Achtung, diese Aussage beruht nur auf meinem Halbwissen, hierüber kann man sicher diskutieren.

Schöne Grüße
Daniel


----------



## Toddy80 (17 Juli 2018)

Schau dir doch mal das System von Wildeboer an.

https://www.wildeboer.de/de/produkte/gebaeudesystemtechnik/

Das System bietet alle sicherheitsrelevanten Funktionen und kann per Modbus-Gateway an andere Steuerungen angebunden werden.


----------



## egro (17 Juli 2018)

Frag mal Onkel Google nach

THC Smart-Master.

Und schau dir das PDF an...


----------



## cas (12 November 2018)

Hallo,

da Brandschutzklappe eigensicher sind, ist die Anforderung nicht wirklich groß.

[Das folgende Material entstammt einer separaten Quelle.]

Issue #895, opened 2015-10-17
[GSDX] Soul Calibur III [NTSC-U]


ssakash:
**_PCSX2 versions used:**_ pcsx2-v1.3.1-1256-gbbd74e5 (latest dev build)
**_Emulation settings:**_ "Safest" preset, no hacks.
**_Plugins used:**_ GSdx AVX2 using the OpenGL renderer and software mode.
**_Plugin settings:**_ CRC Hack Level "None"
#### Description:

Using the OpenGL renderer, character shadows seem to be missing. Also missing is the subtle scanline overlay. OpenGL Software mode works as expected.
## Screenshots:

OpenGL renderer. No character shadows and no scanline overlay.
![image:1](http://i.imgur.com/4of7qnI.jpg)

Software mode output, for reference:
![image:2](http://i.imgur.com/CzelVJ4.jpg)

**_GS dump**_ : http://forums.pcsx2.net/attachment.php?aid=57584

gregory38:
Please test Dx, various accurate option

prafullpcsx2:
If I tested correctly these shadows were fixed in software mode when @gabest11  recently fixed Lupin game. https://github.com/PCSX2/pcsx2/commit/42f51591df66c3b82d353dc6bb6aad7e14d1127d

So may be kinda hard to fix it in HW mode anytime soon.

ssakash:
These shadows are present in all non-software renderers according to my tests. Problem still present on Ultra level of Blending unit accuracy.

gregory38:
@prafullpcsx2 actually lupin fix isn't hard to implement (gabest did 99% of the job). The remaining issue is the impact on perf.

lightningterror:
This has been fixed on OpenGL with Depth Emulation. Issue remains on Direct3D since it lacks Depth support.

FlatOutPS2:
* Currently still needs CRC hacks to be disabled to fix it on OpenGL. ;)

lightningterror:
Soon™

PR #2256, opened 2018-01-08
GSdx: Move CRC hacks for Soul Calibur 2&3 to DX level

lightningterror:
Add missing CRC ids for Soul Calibur 2 and 3.
Move CRC hacks to DX level. They are not needed anymore on OpenGL since Depth Emulation fixes depth issues (shadows).
  
Improves #895

### DIFF
--- a/plugins/GSdx/GSCrc.cpp
+++ b/plugins/GSdx/GSCrc.cpp
@@ -491,13 +491,17 @@ CRC::Game CRC::m_games[] =
 	{0xC4D0FACC, SDGundamGGeneration, JP, 0}, // cutie comment
 	{0xBBDE6926, SDGundamGGeneration, JP, 0}, // cutie comment
 	{0x49D60A00, SDGundamGGeneration, JP, 0}, //NEO
+	{0x86C57952, SoulCalibur2, JP, 0},
 	{0x83AFB38A, SoulCalibur2, KO, 0},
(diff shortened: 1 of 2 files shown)


FlatOutPS2:
Seems like you can merge GSC_SoulCalibur2 and 3 into one. They do exactly the same thing under the same conditions.

lightningterror:
Yeah I know, me and @RedPanda4552 had a discussion about it but he was a bit skeptical about it if a new was to be added in the future.

FlatOutPS2:
Unless you know someone is making a hack or there is a pressing issue that will likely see a new hack, I don't see why they can't be merged. If someone in the faraway future needs to make a hack, it would could be for OpenGL as well so it would need a new GSC anyway, it could affect both games in the same way like this or the current CRC hack might have been removed/replaced.

lightningterror:
Both games need **VU clamping mode Extra** as well, but I'll save that for another PR.
Maybe @atomic83GitHub will do it :stuck_out_tongue:

atomic83GitHub:
@lightningterror, as I said in the FFX topic, I will not update anymore the GameDB :). And I saw that Soul Calibur 2 already have the fix.

FlatOutPS2:
@atomic83GitHub You don't need to make a new PR anymore. You can add the fix @lightningterror mentions here and then merge all the GameDB PR's you currently have open into one with only the confirmed fixes left.

PR #2260, opened 2018-01-10
cmake: Don't print a git describe error with shallow clones.

orbea:
My pcsx2 build script will use shallow clones with `git clone --depth=1` to save bandwidth and time when cloning, but at some point this started printing the following error message because `git describe` does not work with shallow clones.
```
fatal: No names found, cannot describe anything.
```
To work around this `git describe --always` can be used instead. For a full clone the behavior will remain unchanged and for a shallow clone it result in a less verbose description instead of an error.

For example.

Full clone
```
$ git describe --always
v1.5.0-dev-2247-g29ef586f9
```
Shallow clone
```
$ git describe --always
29ef586
```


gregory38:
Thanks

PR #2262, opened 2018-01-11
GSdx: Add Dark Cloud CRCs to automatic mipmapping

FlatOutPS2:
Needed for some background scenery textures.

Seems VS deleted spaces at the end of a few lines, and it didn't mess anything else up. That's a first, so I left it intact.


ssakash:
> Seems VS deleted spaces at the end of a few lines, and it didn't mess anything else up. 

It's fine, always nice to get rid of trailing white spaces.

PR #2264, opened 2018-01-12
SPU2-X: Prevent volume check from altering volume

FlatOutPS2:
Fixes issue in Tokyo Xtreme Racer Zero where checking the left master volume would alter it.

Replaces closed PR(to push from dedicated branch).


refractionpcsx2:
Yay! I was hoping you'd come back to this :) Thank you.

PR #2265, opened 2018-01-12
GSdx: Disable Merge Sprite on native resolution

lightningterror:
Previously if HW hacks were enabled Merge Sprite was active(if checked) on
native resolution even if the GUI option was disabled, which in result
caused glitches in games on native resolution.

This should address that issue.

### DIFF
--- a/plugins/GSdx/GSRendererHW.cpp
+++ b/plugins/GSdx/GSRendererHW.cpp
@@ -56,8 +56,9 @@ GSRendererHW::GSRendererHW(GSTextureCache* tc)
 	}
 
 	if (m_upscale_multiplier == 1) { // hacks are only needed for upscaling issues.
-		m_userhacks_round_sprite_offset = 0;
-		m_userhacks_align_sprite_X      = 0;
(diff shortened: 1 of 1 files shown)


mirh:
*Uhh*
F* knows how many times I made wrong comparisons given this for granted 😓
How about `unscale_point_line`, `SpriteHack`, `merge_pp_sprite` and `HalfPixelOffset` instead?

lightningterror:
I didn't see any issues with the others if they are enabled so I think it should be fine.

ssakash:
I think it'd be fine to also disable those other options, we don't need them in native resolution anyway.

lightningterror:
HPO https://github.com/PCSX2/pcsx2/blob/fe27d3b25a6ec4ad0f4186960fea17bf2b01f6d0/plugins/GSdx/GSRendererHW.cpp#L421

Unscale (dx , ogl has similar)
https://github.com/PCSX2/pcsx2/blob/4a562401dcb0c501424f74af26618c119956f709/plugins/GSdx/GSRendererDX11.cpp#L51

PR #2272, opened 2018-01-23
PCSX2: Add configurable Cheats folder to Components Selectors

### LINKED ISSUE #1584: [Feature Request] Open cheat folder in explorer window button.
This is a quality of life feature I'd like to see, similar to how you have for memory card management ie. "Open in Explorer" I'd like to see the same but for cheats, since if you want to add, disable, or edit your cheats you'll need to go into that folder to edit the pnach file in notepad or whatever, and where I keep my PCSX2 folder is quite a few levels deep on my HD, so it gets annoying I can't do this in a few clicks.

Not sure where you would put this option to open in explorer, maybe right underneath the "Enable Cheats" under System.

lightningterror:
Add GUI option in the Plugins Component Selector to change the default "Cheats" folder location.
Similar to savestates/logs/..etc

This has been bugging me. I have no idea how many times I deleted my cheats folder by mistake when updating to newer dev builds. This should solve all those issues for many people.

image

Close #1584

### DIFF
--- a/pcsx2/gui/Panels/PathsPanel.cpp
+++ b/pcsx2/gui/Panels/PathsPanel.cpp
@@ -34,6 +34,14 @@ Panels::StandardPathsPanel::StandardPathsPanel( wxWindow* parent )
 	: BasePathsPanel( parent )
 {
 	*this += BetweenFolderSpace;
+	*this += (new DirPickerPanel( this, FolderId_Cheats,
+		_("Cheats:"),
+		_("Select folder for Cheats") ))->
+		SetToolTip( pxEt( L"This folder is where PCSX2 loads cheats from."
+		)
+	) | SubGroup();
+
+	*this += BetweenFolderSpace;
 	*this += (new DirPickerPanel( this, FolderId_Savestates,
 		_("Savestates:"),
 		_("Select folder for Savestates") ))->


MrCK1:
Just wondering, how do you accidentally delete your cheats folder when upgrading dev builds? If it was backed up in a safe place, we wouldn't have to go through the trouble of changing all of the translatable strings again.

lightningterror:
Well since I have per game configs all of the files (bios, memory cards,  .. etc) are located in documents, so when I purge the old version I delete everything and keep forgetting about the Cheats.

As for changing the translatable strings again well they need to be changed anyway when FlatOut's PR gets merged :stuck_out_tongue:

mirh:
I wonder if all those options couldn't be moved under a single "stuff" path?

FlatOutPS2:
> I wonder if all those options couldn't be moved under a single "stuff" path?

That would not be a good idea. Someone could have, say, a global cheats folder somewhere outside of the PCSX2 folder, while using the default paths for all other folders. Although adding a global option that affects all folders instead of having to modify all of 'em(folder options for bios/mc/plugins are all located elsewhere in the UI) when you do have all folders in the same location could be helpful.

pcsx2/gui/Panels/PathsPanel.cpp
```diff
@@ -33,6 +33,14 @@ Panels::BasePathsPanel::BasePathsPanel( wxWindow* parent )
 Panels::StandardPathsPanel::StandardPathsPanel( wxWindow* parent )
 	: BasePathsPanel( parent )
 {
+	*this += BetweenFolderSpace;
+	*this += (new DirPickerPanel( this, FolderId_Cheats,
+		_("Cheats:"),
+		_("Select folder for Cheats") ))->
+		SetToolTip( pxEt( L"This folder is where PCSX2 custom cheats can be stored."
```
turtleli: Maybe
```
This folder is where PCSX2 searches for cheats.
```
or
```
This folder is where PCSX2 loads cheats from.
```
would be better?

lightningterror: I'll go with the second one.

lightningterror:
@turtleli do you wanna merge this ?

turtleli:
Well, you assigned ssakash so I figured you wanted him to review your PR?

lightningterror:
Ye since he's usually the one that does gui updates but seems he's a bit busy these days.
Tho you also reviewed :P

PR #2273, opened 2018-01-23
cdvd: Fix blockdump writing issues

### LINKED ISSUE #2266: CDVD: Blockdump writing issues
Blockdump reading seems to work fine with PCSX2. However, there seems to be a few issues on the writing side:
 * It uses the old format dump, which creates much larger dumps than necessary (the files compress well, but still).
 * There is code to use the new format dumps, but there is a bug that causes it to crash (easily fixed)
 * CD (.bin) dumps do not work at all (not so easily fixed - I haven't figured out all the issues here yet) - The workaround is to use cdvdlinuz (CDVDiso.dll) to create CD blockdumps until it gets fixed (unfortunately I removed it from the repo a while back, though it should be easy enough to checkout a older git revision and build it or find the dll from an older PCSX2 build).

turtleli:
Changes:
 * Fixes writing to V2 block dumps.
 * Switches to writing V2 block dumps.
 * Fixes CD blockdumps.

Fixes #2266.

### DIFF
--- a/pcsx2/CDVD/CDVDaccess.cpp
+++ b/pcsx2/CDVD/CDVDaccess.cpp
@@ -394,7 +394,7 @@ bool DoCDVDopen()
 	cdvdTD td;
 	CDVD->getTD(0, &td);
 
-	blockDumpFile.Create(temp, 3);
+	blockDumpFile.Create(temp, 2);
 
 	if( blockDumpFile.IsOpened() )
 	{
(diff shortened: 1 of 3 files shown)


FlatOutPS2:
I used this dump to get a smaller blockdump(of a compressed iso that's not supported by older PCSX2 versions) and it worked nicely. Went from a massive 2 GB to under 40 MB.

bositman:
Tested a CD game blockdump, worked fine and was really small compared to before. Great job as usual @turtleli  :)

Issue #1712, opened 2016-12-22
Jak series, unsual object speedup 


FerrazaDazzle:
***PCSX2 LATEST DEV

***PCSX2 options:***
EE, VU default, Fast loading off, everything else under speedhacks are on

***Plugins used:***
SSE4.1, everything else is default

***Description of the issue:***
Jak series have some issues where there is excessive speedups on player (best example is on Jak 2, at the first fortress mission avoiding the KG machine which shoots you) volume and everything else runs at default 60 including voices but the player moves so fast.

***How to reproduce the issue:***
attempt Jak 2, get up to 5% through the game (SAVE FILE LINKED BELOW) where you have to go into the fortress and play there.

https://mega.nz/#!TsR0iZha!HFJVM0xp5Xyct6vgTo-aTxtljFPFYW7cmPjeiS23dOY   -Jak 2 save file, PLAY SAVE 2. (save slot 2 with 5% complete)

***Last known version to work:***
never worked in any version

***PC specifications:***
i7- 5960x, GTX 980Ti G1 Gaming, Windows 10 Enterprise 64bit

FlatOutPS2:
I believe one of the EE/VU slider settings on the speedhacks tab removes this speedup. Try them all one by one and see if it helps.

FerrazaDazzle:
@FlatOutPS2 when EE is set to -33% it helps FEW parts, VU doesnt help really. Regarding this, there is also a FPS issue with the Jak series, some parts even lag on native.
in terms of FPS, Jak 2 has the most issues, Jak 1 is near perfect, Jak 3 has very few issues.

MrCK1:
Is this really a valid issue?

SpiffyJUNIOR:
Yeah, this is still an issue even on the latest version. Increasing the EE rate to 180% or higher helps remove some of these slowdowns, although this will cut your FPS in half or more.
The reason this happens is because Jak automatically speeds up and slows down the game based on the framerate. J_P on the fourms managed to pin point the commit that caused this regression though:
(https://github.com/PCSX2/pcsx2/commit/c8a7a709dcc33172bc252fb6ac7f2fb75da65605)
This most likely won't ever be fixed unless a custom branch is made just for this game :(

Issue #360, opened 2014-11-26
Shadow of Rome - Audio cuts in and out during FMVs


Kolrath:
Game: Shadow of Rome
Region: NTSC-U.  Unsure if, but assume, it occurs in other region releases.

Issue:  During FMVs the audio will start to cut in and out.  Each video starts off fine, but quickly get progressively worse.  In some long FMVs the audio will actually cut out entirely for the last portions of the FMV.

The quickest way to replicate the issue is to simply watch the opening intro that plays after the CAPCOM logo when you start the game.  By the time the video reaches the third line of dialogue "and the rule of the senate elders had begun to fray at the edges",  and is starting to show a temple on screen, the audio will start cutting in and out.  This will continue throughout the rest of the FMV.

Was there ever a working commit?  Yes

The last build with working audio was:
pcsx2-5903-windows-x86
With the notes:
"Vsync: Put it back to half slices, there seems to be games which don't like the vsync timing more accurate either way. Until i can work out why we will go back to the old half n half timing which all known games seem happy with."

The build that the audio stuttering first occurs is:
pcsx2-5904-windows-x86
With the notes:
"If you're gonna do a revert, you might as well do it properly :P If you don't want it doing properly, give it to me."

Not sure what changed between those two builds that caused the audio stuttering but 5904 seems to be the culprit.

During testing I used the "Preset 1 - Safest" settings and also tried changing the SPU-X plugin to async.  Didn't have an effect on the audio issue.  Regardless of setting changes I made build 5903 and anything before it worked fine while build 5904 and anything after it had the audio cutting in and out.

FlatOutPS2:
http://forums.pcsx2.net/Thread-Pushed-Bug-Report-Shadow-of-Rome-NTSC-U

Bug report on the forum mentions this has been a on again, off again bug:

> extra note: I have found the build which breaks the audio after hours of testing. The version that breaks the audio is v1.3.1-1539-gc8a7a70. From then on the cut scene audio don't work properly even on the newest builds. Before that version it was working perfectly. 

So it has been fixed and regressed at least twice.

ssakash:
> It seems like it has been fixed and regressed at least twice.

That's what happens if the timer code keeps getting reverted :P 

http://forums.pcsx2.net/Thread-vSyncInfoCalc-timing-change

DaanDeMeyer:
I have the same problem. Tried playing around with different settings but so far nothing seems to fix the issue.

[...]

PR #2275, opened 2018-01-24
PCSX2: Vsync Timing gamefix

FlatOutPS2:
Adds Vsync timing gamefix to Gamefixes panel of the UI. Fixes timing issues in Jak II (randomly runs too fast), Fatal Fury Battle Archives Volume 1 (runs at half-speed) and Shadow Of Rome (FMV timing issues).

Close: #360
Close: #1712

### DIFF
--- a/bin/GameIndex.dbf
+++ b/bin/GameIndex.dbf
@@ -70,6 +70,7 @@
 -- VIF1StallHack     = 1 // SOCOM II HUD and Spy Hunter loading hang.
 -- FMVinSoftwareHack = 1 // Silent Hill 2-3. Fixes FMVs that are obscured when using hardware rendering by switching to software rendering while an FMV plays.
 -- ScarfaceIbitHack  = 1 // VU I bit Hack avoid constant recompilation. ( Scarface The World Is Yours)
+-- VsyncTimingHack   = 1 // Alternate Vsync timing. Fixing timing issues in Jak II, Fatal Fury Battle Archives 1, Shadow Of Rome.
 
 ---------------------------------------------
 -- Speed Hacks (SpeedHackName = <value>)
@@ -485,6 +486,7 @@ Region = NTSC-Unk
 Serial = SCAJ-20073
 Name   = Jak and Daxter II
 Region = NTSC-Unk
+VsyncTimingHack = 1
 ---------------------------------------------
 Serial = SCAJ-20074
 Name   = King of Fighters 2002, The
@@ -1697,6 +1699,7 @@ Serial = SCES-51608
 Name   = Jak II: Renegade
 Region = PAL-M7
 Compat = 5
+VsyncTimingHack = 1
 ---------------------------------------------
 Serial = SCES-51610
 Name   = This is Football 2004 (Red Devils 2004)
@@ -2800,6 +2803,7 @@ EETimingHack = 1 // Else serious slowdown due to VIF timing. Can be disabled onc
 Serial = SCKA-20010
 Name   = Jak II
 Region = NTSC-K
+VsyncTimingHack = 1
 ---------------------------------------------
 Serial = SCKA-20011
 Name   = Ratchet & Clank 2
@@ -3377,6 +3381,7 @@ Region = NTSC-J
 Serial = SCPS-15021
 Name   = Jak & Daxter 2
 Region = NTSC-J
+VsyncTimingHack = 1
 ---------------------------------------------
 Serial = SCPS-15022
 Name   = Dual Hearts
@@ -3542,6 +3547,7 @@ MemCardFilter = SCPS-15056/SCPS-15037
 Serial = SCPS-15057
 Name   = Jak & Daxter 2
 Region = NTSC-J
+VsyncTimingHack = 1
 ---------------------------------------------
 Serial = SCPS-15058
 Name   = Arc the Lad - Generation
@@ -5055,6 +5061,7 @@ Serial = SCUS-97265
 Name   = Jak II
 Region = NTSC-U
 Compat = 5
+VsyncTimingHack = 1
 ---------------------------------------------
 Serial = SCUS-97266
 Name   = Final Fantasy XI [Disc1of2]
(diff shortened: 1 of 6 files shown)


ramapcsx2:
Well, if anything, this confirms that the timings are indeed off.

mirh:
*Changes translatable strings*

MrCK1:
Any ideas of what else this could possibly fix?

FlatOutPS2:
>Any ideas of what else this could possibly fix?

Similar issues in other games. :p

atomic83GitHub:
Great job! I have just a question on this, why integrate this as a hack? It can break other games?

Also I have this error in the console with your PR:

capture

FlatOutPS2:
> Great job! I have just a question on this, why integrate this as a hack? It can break other games?

It has been changed a lot true the history of PCSX2, constantly breaking one game or another. ;)

> Also I have this error in the console with your PR:

Good catch. There was a `=1` missing.

mirh:
> Great job! I have just a question on this, why integrate this as a hack? It can break other games?

Nope, because it's being selectively enabled (thanks to gameindex)

atomic83GitHub:
Hum, Jak 2 seems not affected by this PR, I still have speed issue :(.

FlatOutPS2:
> Edit, I found why, When the game is in the 60 hertz mode, it is fixed but when it is set in the 50 hertz mode, it still have the speed issue.

I couldn't reproduce the issue on 50 Hz earlier. I retested and did encounter it this time. I've included the fix for 50Hz.

ramapcsx2:
> Blank = (Frame / scansPerFrame) * (gsVideoMode == GS_VideoMode::NTSC ? 26 : 22);
This sounds better than what we originally do (the same 22 hblanks in both, PAL and NTSC modes) but I would have assumed that PAL has the longer vblank.
In any case, someone once mentioned that the video timings would all be the same, regardless of the output mode.
Does someone still have that test homebrew that is mentioned in the source?

atomic83GitHub:
It is available here: 
https://www.dropbox.com/s/i5aeb9ele6roqg4/VModeTest.elf?dl=0

refractionpcsx2:
I wonder if this will have an affect on the french game Gift too, that goes really jerky, you have to mess around with the framerate and the turbo to get it to work smoothly

FlatOutPS2:
> I wonder if this will have an affect on the french game Gift too, that goes really jerky, you have to mess around with the framerate and the turbo to get it to work smoothly

Did it ever work before? Cause that sounds quite similar to the behaviour of Fatal Fury BA1.

MrCK1:
Might have to try Shark Tale again but I guarantee it' still borked.

ramapcsx2:
The test looks like this:
https://i.imgur.com/HK8fWBq.png

So I still have this elf but no source for it. We don't know what it's doing exactly.
By the way, check out those numbers ><

refractionpcsx2:
If you wanna try it, here's a blockdump of Gift (done with linuz iso because the internal one is broken :P) https://drive.google.com/open?id=1yMxLzbP18yaiE4tT75q02wYJGzEWK--E

That'll take you up to the menu, you'll be able to see from there the game runs at about 15fps.

MrCK1:
I only tested it over Teamviewer so there's a bit of delay, but it *feels* like R&C2 runs better. I can see the "speed" difference in The Suffering as well.

FlatOutPS2:
@refractionpcsx2 What framerate is Gift supposed to run at?

refractionpcsx2:
30 I think.  If you set the PAL framerate to 25 then normal speed to 200% (I think that's right) it runs pretty smooth, but as it is, it's unplayably jerky in the game

ramapcsx2:
Okay, so I don't know what's up with the EE and GS hsyncs but it does look like the EE one does the proper 525 hsync per NTSC frame.
And we do 22. Go figure ><
Maybe it works because we also wrongly fire gate events?

lightningterror:
Can you update this PR ? I see conflicting files.

FlatOutPS2:
@lightningterror I'll do that when I update the PR. There's no reason to do it now.

lightningterror:
@refractionpcsx2 , @ramapcsx2 so what are your suggestions to do with this pr ?

refractionpcsx2:
The only thing you can do if this definitely an improvement. Rip it off and fix the problems then merge it.

ramapcsx2:
I agree on merging this.

This topic needs new hardware tests, with some verification that the results are correct.
I don't know what the old test used, but maybe it should be more than just an EE timer or whatever.
Also, it definitely must not rely on the GS taking render time, since in PCSX2 the GS is kind of infinitely fast :p

Silanda:
I'd just like to add that the Phantasy Star Collection needs this fix too. Phantasy Star 4 runs with massive slowdown at times unless either this fix is used or the EE cycle rate is increased to 180% (to be safe).

ramapcsx2:
Oh, that's good to know! 
I only knew about overclocking the EE as a fix, but the overclock necessary didn't seem plausible.
Also, the EE isn't the fastest general purpose CPU, but it shouldn't struggle with Mega Drive emulation.
So a sync timing fix is probably what the game needs, and this change will make it easier to test.

ramapcsx2:
So I spent some time investigating once more. 
The gamefix proposed here should be correct, though we don't know for sure if it differentiated between PAL and NTSC (or the other video modes!). 
That distinction is insignificant compared to the current code though.

With the gamefix code, the earlier timing test .elf runs correctly for the vblank counter and duration. It looks exactly like the original hardware screenshot, too.
The gamefix works for Phantasy Star 4 (Mega Drive emulation).

I haven't found a game that broke yet, and I tested everything that I had that was mentioned in this PR, plus some others.
Are there any known titles that break with this change?

MrCK1:
Thanks for the hardware test! I was wondering if this was more accurate to hardware behavior. I will test the games I have and look for regressions.

ramapcsx2:
Oh, I didn't do a new hw test, just check with the existing .elf. Compare this new result to the earlier original hw screenshot that ref posted:
https://i.imgur.com/pY1v6Wi.png

MrCK1:
That's what I meant to say actually ;)

ramapcsx2:
Kk ;)
The new results look entirely plausible, and the before result obviously bad.
So if possible, the fix should be the default, unless it breaks stuff..

lightningterror:
Closing in favor of https://github.com/PCSX2/pcsx2/pull/2835

TaRan7uLa:
I don't understand what will I do for a new github user, Could you please explain for new PCSX2 user?  I do not have "Vsync timing gamefix on Gamefixes panel of the UI". I have PCSX2 1.4.0 and 1.5.0 dev version. How will I make this fix and what I download?

PR #2283, opened 2018-01-28
[WIP] Fix SIO interrupt timings and Baud register

RedPanda4552:
From what I can tell, the Baud register is supposed to be a constantly updating 16 bit timer that influences timing on SIO interrupts. Looking at PCSXR, since it's source is readily viewable on Github, they seem to use the Baud register multiplied by 8, whereas PCSX2 has been using a constant of 64. Since enabling the PSX SIO interrupts fixed memory cards for many games **but completely broke Silent Hill**, I question if this constant is the problem and we need to be using the Baud register as well. Which is where part two of the problem comes in.

As is, the Baud register in PCSX2 does not update. Ever. Thinking this was a SIO or IOP problem, I compared to PCSXR again and found that both projects only assign to Baud in one place, and in PCSX2's case it is _always_ assigning 0x88, which is the SIO command that is sent in. Here's the section of IopHwWrite.cpp that handles all the SIO registers:

image

The nocash docs suggest there is a formula for computing the baud rate, but the registers involved seem to never change their values, which goes against the idea of the Baud register being a timer. And just looking at these assignments, I question how exactly these registers are supposed to update, since the command value is (essentially) just getting slung into them every time.

What I have done here is applied the same BaudReg * 8 that PCSXR uses for the SIO interrupts. I also am printing out all the parts that nocash says are factors in the Baud rate, such that they only print if they change from the last interrupt that ran. Nothing crazy, and it doesn't break anything (in my collection) that already worked.

The entire point here is to try and get Silent Hill working again, which I do not own but CK and Nobbs pointed out to me as broken after the SIO interrupt fix. The tricky thing is, this may not be a Baud problem but some other area. As a start though, I would like to know what happens under the metal in Silent Hill when it hangs. If it hangs on an interrupt, or if the registers are changing (which as is, does not happen at all in any working game I have) when it hangs would be two notable reactions.

### DIFF
--- a/pcsx2/Sio.cpp
+++ b/pcsx2/Sio.cpp
@@ -120,13 +120,26 @@ void sioInit()
 
 bool isR3000ATest = false;
 
+u16 currentStat = 0, lastStat = 0, currentMode = 0, lastMode = 0, currentBaud = 0, lastBaud = 0;
+
 // Check the active game's type, and fire the matching interrupt.
 // The 3rd bit of the HW_IFCG register lets us know if PSX mode is active. 1 = PSX, 0 = PS2
 // Note that the R3000A's call to interrupts only calls the PS2 based (lack of) delays.
 SIO_FORCEINLINE void sioInterrupt() {
 	if ((psxHu32(HW_ICFG) & (1 << 3)) && !isR3000ATest) {
-		if (!(psxRegs.interrupt & (1 << IopEvt_SIO)))
-			PSX_INT(IopEvt_SIO, 64); // PSXCLK/250000);
+		if (!(psxRegs.interrupt & (1 << IopEvt_SIO))) {
+			currentStat = sio.StatReg & 67106816; // Mask out bits 11-25
+			currentMode = sio.ModeReg & 3; // Mask out bits 0-1
+			currentBaud = sio.BaudReg; // The entire baud reg
+			// If anything changes, print.
+			if (currentStat != lastStat || currentMode != lastMode || currentBaud != lastBaud)
+				DevCon.WriteLn("%s // StatReg (bits 11-25) = %08X // ModeReg = %08X // BaudReg = %08X", __FUNCTION__, currentStat, currentMode, currentBaud);
+			lastStat = currentStat;
+			lastMode = currentMode;
+			lastBaud = currentBaud;
+			
+			PSX_INT(IopEvt_SIO, sio.BaudReg * 8); // PSXCLK/250000);
+		}
 	} else {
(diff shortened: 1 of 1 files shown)


atomic83GitHub:
This PR can affect ps2 games or it's psx only?

RedPanda4552:
Any changes will be targeted at PSX only, but we should keep an eye out for any bleeding effects.

pcsx2/Sio.cpp
```diff
@@ -120,13 +120,26 @@ void sioInit()
...
+
 // Check the active game's type, and fire the matching interrupt.
 // The 3rd bit of the HW_IFCG register lets us know if PSX mode is active. 1 = PSX, 0 = PS2
 // Note that the R3000A's call to interrupts only calls the PS2 based (lack of) delays.
 SIO_FORCEINLINE void sioInterrupt() {
 	if ((psxHu32(HW_ICFG) & (1 << 3)) && !isR3000ATest) {
-		if (!(psxRegs.interrupt & (1 << IopEvt_SIO)))
-			PSX_INT(IopEvt_SIO, 64); // PSXCLK/250000);
+		if (!(psxRegs.interrupt & (1 << IopEvt_SIO))) {
+			currentStat = sio.StatReg & 67106816; // Mask out bits 11-25
```
ssakash: **Note:** Personally I prefer hexadecimal for bitwise operations like this, seems more readable.  This could be ``0x3FFF800``which stands out as ``0011 1111 1111 1111 1000 0000 0000`` showing which bits you fetch easily without the need of comments. Whereas, ``67106816`` makes us pop up a calculator or just hope the author's comment is correct.

pcsx2/Sio.cpp
```diff
@@ -120,13 +120,26 @@ void sioInit()
...
+			currentMode = sio.ModeReg & 3; // Mask out bits 0-1
+			currentBaud = sio.BaudReg; // The entire baud reg
+			// If anything changes, print.
+			if (currentStat != lastStat || currentMode != lastMode || currentBaud != lastBaud)
```
ssakash: I'm not sure how likely it is to get 0 value on all of these bitfields, if such a scenario arises then the message won't be printed. Maybe ``-1`` could be a better default value (of course also changing it to signed in that case).

atomic83GitHub:
It seems that "Fear effect" goes a little further but is still stuck at a black screen.

pcsx2/Sio.cpp
ramapcsx2: Yeah, definitely use something readable here please.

in der Regel werden nur die Auf-Zu-Meldungen zur GLT gemeldet. Hat aber sicherheitstechnisch keine Bedeutung.
Das Öffnen und Schließen der Klappe macht in der Regel die Lüftungsanlage. Per Relais oder Bus...egal.

Anders ist es bei Entrauchungsklappen, das ist ne ganz andere Welt.


----------